Thomas Good sent me this research paper about teacher evaluation that he wrote with Alyson Lavigne.
Division 15 (Educational Psychology) of the American Psychological Association is proud to announce their second policy brief, “Addressing Teacher Evaluation Appropriately.” This brief, focused on teacher evaluation practices and policies in schools was written by Alyson Lavigne and Thomas Good. A copy of the brief is attached for you to read and share.
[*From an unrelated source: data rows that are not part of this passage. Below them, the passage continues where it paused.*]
Issue #1376, opened 2025-07-23
Correct code smells found in file activist > backend > events > serializers.py


saranettle:
### Terms

- [x] I have searched [open and closed issues](https://github.com/activist-org/activist/issues?q=is%3Aissue)
- [x] I agree to follow activist's [Code of Conduct](.github/CODE_OF_CONDUCT.md)

### Description:
I was reviewing some backend files, and I located a few code smells that could be corrected to improve future readability.

- commented-out code in lines 67-68: this can be removed
- super long doc strings lines 127-142, 196-206, and 243-258: The doc strings are just repeating the same information that appears in the function declaration, and they could be shortened to just include the description.
- the validate(self, data) function starting at line 125 is very long: could be broken down into a few helper functions.

Regarding that last item: refactoring a function is a little more complex than correcting doc strings and removing a comment. Please let me know if it makes sense to put this into a separate issue.

### Contribution:
I can work on this issue ASAP.

andrewtavis:
Assigned, @saranettle! Thanks for finding all of this and opening the issue! Please also let us know if the PR needs to be merged by your deadline. We can very very likely accommodate. Mostly just good to know :)

sailanka02:
@saranettle and @andrewtavis, if this still open is there any chance I can help contribute to this?

andrewtavis:
@saranettle will be working on this one, @sailanka02, but you're assigned to #1175 😊

saranettle:
Update on this: I will keep the docstrings as they are. I am realizing that there is a required format for docstrings.

I have created a helper function for validating start dates are before end dates - I will create the PR soon.

andrewtavis:
Ah yes the docstrings are set by numpydocs, which is what we agreed on using. Looking forward to the PR! 😊

andrewtavis:
Closed by #1415 🚀 Please let us know if you find anything else like this in the codebase, @saranettle! Appreciate your support :)

PR #2399, opened 2026-09-11
Fix duplicate code in event serializers

HarxhitSingh:
This fixes issue #1376. I removed repeated code by creating one shared function instead of copy-pasting it three times.

### DIFF
--- a/backend/events/serializers.py
+++ b/backend/events/serializers.py
@@ -35,6 +35,7 @@ from events.models import (
 )
 from utils.utils import (
     validate_creation_and_deprecation_dates,
+    validate_object_exists,
 )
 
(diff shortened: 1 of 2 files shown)


andrewtavis:
This seems like something we could bring in, @HarxhitSingh, but could you fix the failing [static analysis tests for the backend](https://github.com/activist-org/activist/actions/runs/34626105454/job/103365889574?pr=2399)?

andrewtavis (approved):
Failing e2e test is flaky, so we can bring this in :)

praise: Thanks for the code improvements and the reaction to the initial review, @HarxhitSingh! I modified this so we're using the same code for all entities (events, orgs and groups).

PR #9, opened 2023-11-28
Add agent controllers

fzdarsky:
Adds two controllers that report TPM boot measurements (PCR values) and the status of user-selectable systemd units. The systemd controller should eventually also contain the logic to reload or restart systemd units based on config file changes.


mangelajo:
Oh damn, this probably should have gone first #9 now it's on conflict after #10

fzdarsky:
> Just a little rebase I guess

[x] done

oglok:
Tested and fully works. Some strange behavior I will document in an issue.

PR #11, opened 2023-12-01
Allow using a multi-arch image for postgresql

mangelajo:
Without this you can't locally deploy on an arm64 mac book. The caveat is that this image is behind login and you will need to run:
```
podman login registry.redhat.io
```

### DIFF
--- a/README.md
+++ b/README.md
@@ -17,6 +17,14 @@ make build
 
 ## Running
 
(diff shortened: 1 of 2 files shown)


fzdarsky:
@mangelajo could you please add the need for this extra step to the README?

mangelajo:
Oh, it breaks testing because the github runners don't have credentials for registry.redhat.io, hmmm

akoserwal:
It works getting up the flightctl server and db via podman.

PR #12, opened 2023-12-01
Enrollment QR

mangelajo:


mangelajo:
This breaks the device simulator. I need to handle this:

`E1201 19:37:47.919999 2831071 main.go:85] device-0000 : requestAndWaitForEnrollment: writeEnrollmentBanner: writeQRBanner: open /run/flightctl-banner: permission denied`

fzdarsky:
The new URLs point to the UI endpoint, not API, right? Better to make it configurable sooner than later, as we cannot assume the host is the same as that of the API.

To deal with the deviceSimulator, I'd suggest adding a field "bannerUpdater" to the agent struct that can be set via a setter to point to the "writeBanner()" function or kept nil.

Rest LGTM.

mangelajo:
> The new URLs point to the UI endpoint, not API, right? Better to make it configurable sooner than later, as we cannot assume the host is the same as that of the API.
> 
> To deal with the deviceSimulator, I'd suggest adding a field "bannerUpdater" to the agent struct that can be set via a setter to point to the "writeBanner()" function or kept nil.
> 
> Rest LGTM.

Ok, I made it simpler. Without enrollmentUiUrl, the code will just skip the banner creation/print. So the simulator is not impacted by it.

mangelajo:
This has also been rebased so we all tests pass we could merge it.

PR #14, opened 2023-12-05
Fix create-or-update

fzdarsky:


cmd/flightctl/main.go
```diff
@@ -338,8 +338,8 @@ func applyFromReader(client *client.ClientWithResponses, filename string, r io.R
 
 		switch kind {
 		case "Device":
-			device := &api.Device{}
-			err := yaml.Unmarshal(buf, device)
+			var device api.Device
+			err := json.Unmarshal(buf, &device)
```
oglok, line 342: yaml.Unmarshal() for consistency

oglok (commented):
Just a small comment. Otherwise, lgtm

cmd/flightctl/main.go
fzdarsky: [x] fixed

PR #20, opened 2023-12-12
Add fleet logic

fzdarsky:
This PR updates the API to add configuration providers to Fleet resources and to update which fields are mandatory (and thus cannot be nil) and optional (can be nil).
It also wraps ArgoCD's git repo provider and caching layer packages, so they can be reused for fetching OS config data, too.


mangelajo:
I rebases and handled the go.sum conflict. Merging once it passes CI, and then continuing on separate PR.

PR #21, opened 2023-12-12
Add RPM spec and systemd unit

oglok:


mangelajo:
It looks good for an initial version. Later on we can handle the versioning etc. But this will serve us already.

PR #24, opened 2023-12-13
Add config struct for agent to read from file

oglok:


mangelajo:
LGTM, just the conflict

internal/config/config.go
```diff
@@ -65,6 +75,13 @@ func NewDefault() *Config {
 			CertStore: CertificateDir(),
 			BaseUrl:   "http://localhost:3333/api",
 		},
+		Agent: &agentConfig{
```
mangelajo, line 78: At some point I agree we may want separate configs, but it's good for the POC

mangelajo (commented):
It looks good to me . With the comment of us needing to split the config files in a future.

PR #30, opened 2023-12-19
Support altnames in flightctl-server config

mangelajo:
Support altNames in server cert:
```
            X509v3 Subject Alternative Name:
                DNS:my-host.abc.com, DNS:localhost
```


oglok:
/lgtm

:-)

PR #31, opened 2023-12-19
EnrollmentRequestApproval schema

mangelajo:


api/v1alpha1/openapi.yaml
```diff
@@ -829,6 +835,9 @@ components:
     DeviceSpec:
       type: object
       properties:
+        fleetName:
```
fzdarsky, line 838: Making this part of the device spec implies the user explicitly specifies the fleet, which implies that fleet must exist and it inverts the logic of fleet label-selecting devices. Unless we want to abandon label-selection, I'd suggest moving this out of spec, either into a metadata field that's set by the fleet controller (maybe "ownerRef" or an annotation).

avishayt: How does the LabelSelector work - what if a device's labels match two fleet specs?  Does it make sense to reimage a device based on a label?

api/v1alpha1/openapi.yaml
```diff
@@ -940,6 +949,31 @@ components:
           type: string
           description: The active state of the systemd unit.
       description: The status of the systemd unit.
+    EnrollmentRequestApproval:
+      type: object
+      properties:
+        fleetName:
```
avishayt, line 955: Is the enrollment per fleet?  If I want to move the device to another fleet, I need a new enrollment?

mangelajo: We could later on change the fleetName field of a device, if we want to allow that.

api/v1alpha1/openapi.yaml
mangelajo: I think label selection is a bad idea, because we can have a device being selected by multiple fleets.

I believe it's a safer route to do explicit assignments.

mangelajo: I thought of using ownerRef's ... it's an option, I think it's better than label selections. Still at the database level we need to extract the fleet name, and have an index of that... otherwise there is no easy way to pull al devices from a fleet in a query.

avishayt: I don't think it's an owner - it's a device property

fzdarsky: Yeah, I agree to the problem of devices being selected by multiple fleets. That can also happen in K8s and there it's seen as "user problem". Then again, mistakes are less costly to fix in K8s.

In principle, I'm ok with inverting, but remember we don't want users to have to manipulate device resources but to work at the fleet resource level instead. Think about what you'd store in Git to fully describe the system. If we need to start storing/updating thousands of device manifests in Git as a result that'd not be a good design.

Also, the device's spec is a copy / rendering of the fleet's device template, so I don't think the fleet reference should be there.

api/v1alpha1/openapi.yaml
fzdarsky: We're enrolling devices into the system. Reassigning to another fleet shouldn't require a new enrolment, nor should migrating to another service instance in another region.

mangelajo: We could remove the fleetName from the approval, so then the enrollment approval stops being related to a specific fleet.

fzdarsky:
@mangelajo LGTM, except it would have been nice to have had a separate PR for adding the labels… and then doing so as part of the Resource struct and making the labels available to the other resource kinds, too.

Was there a specific reason you didn’t put it into the Resource struct?

mangelajo:
> @mangelajo LGTM, except it would have been nice to have had a separate PR for adding the labels… and then doing so as part of the Resource struct and making the labels available to the other resource kinds, too.
> 
> Was there a specific reason you didn’t put it into the Resource struct?

As we talked in slack, making the indexing of the different resources generic enough was taking me too much thinking. I will handle in follow up.

mangelajo:
fixed a missing change in the cmdline https://github.com/flightctl/flightctl/compare/74184aa..0a8a7c7084a0ae656ee2fd6449318a1f534b24e9

Merging as per slack conversation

About the Brief: In this policy brief, Lavigne and Good argue that the most commonly used practices to evaluate teachers—statistical approaches to determine student growth like value-added measures and the observation of teachers—have not improved teaching and learning in U.S. schools. They have not done so because these approaches are problematic, including the failure to adequately account for context, complexity, and that teacher effectiveness and practice varies. With these limitations in mind, the authors provide recommendations for policy and practice, including the elimination of high-stakes teacher evaluation and a greater emphasis on formative feedback, allowing more voice to teachers and underscoring that improving instruction should be at least as important as evaluating instruction.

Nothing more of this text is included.